→ **Task description**:
Where a line of the listing below includes the word "Core", reproduce that line.

→ **Extracted information**:
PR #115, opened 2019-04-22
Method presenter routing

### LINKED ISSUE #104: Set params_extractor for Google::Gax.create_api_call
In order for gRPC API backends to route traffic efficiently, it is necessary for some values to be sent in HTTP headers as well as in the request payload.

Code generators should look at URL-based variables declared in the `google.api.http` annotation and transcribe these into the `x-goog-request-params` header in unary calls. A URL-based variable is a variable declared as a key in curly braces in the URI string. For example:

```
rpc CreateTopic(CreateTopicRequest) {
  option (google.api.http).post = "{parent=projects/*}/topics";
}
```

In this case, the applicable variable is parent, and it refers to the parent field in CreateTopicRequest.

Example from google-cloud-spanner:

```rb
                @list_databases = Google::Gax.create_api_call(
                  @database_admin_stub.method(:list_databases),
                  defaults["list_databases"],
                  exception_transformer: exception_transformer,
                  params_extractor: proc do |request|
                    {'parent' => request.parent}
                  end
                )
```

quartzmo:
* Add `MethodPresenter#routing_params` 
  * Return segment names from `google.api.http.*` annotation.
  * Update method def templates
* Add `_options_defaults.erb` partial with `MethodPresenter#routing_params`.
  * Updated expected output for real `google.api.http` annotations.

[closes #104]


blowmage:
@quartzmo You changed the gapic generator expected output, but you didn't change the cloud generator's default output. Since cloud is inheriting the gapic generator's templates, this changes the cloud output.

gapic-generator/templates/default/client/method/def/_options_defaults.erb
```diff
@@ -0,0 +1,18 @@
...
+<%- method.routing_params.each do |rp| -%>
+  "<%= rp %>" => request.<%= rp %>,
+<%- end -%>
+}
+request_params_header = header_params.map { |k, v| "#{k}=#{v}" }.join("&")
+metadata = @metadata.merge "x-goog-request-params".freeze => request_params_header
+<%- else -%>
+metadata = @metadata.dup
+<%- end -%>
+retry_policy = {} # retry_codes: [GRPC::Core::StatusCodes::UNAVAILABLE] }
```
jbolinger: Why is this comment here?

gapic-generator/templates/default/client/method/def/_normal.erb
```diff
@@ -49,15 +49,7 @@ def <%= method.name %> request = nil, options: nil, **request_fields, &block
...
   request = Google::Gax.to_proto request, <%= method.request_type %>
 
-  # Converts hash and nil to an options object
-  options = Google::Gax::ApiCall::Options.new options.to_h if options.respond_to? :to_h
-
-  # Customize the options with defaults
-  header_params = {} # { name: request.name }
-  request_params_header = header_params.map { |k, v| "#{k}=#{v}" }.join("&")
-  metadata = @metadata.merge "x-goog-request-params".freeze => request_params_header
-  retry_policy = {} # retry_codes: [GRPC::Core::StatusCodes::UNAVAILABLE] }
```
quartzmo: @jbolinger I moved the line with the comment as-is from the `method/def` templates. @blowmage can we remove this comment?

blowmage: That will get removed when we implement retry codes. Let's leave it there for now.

→ **Exercise result**:
+retry_policy = {} # retry_codes: [GRPC::Core::StatusCodes::UNAVAILABLE] }
-  retry_policy = {} # retry_codes: [GRPC::Core::StatusCodes::UNAVAILABLE] }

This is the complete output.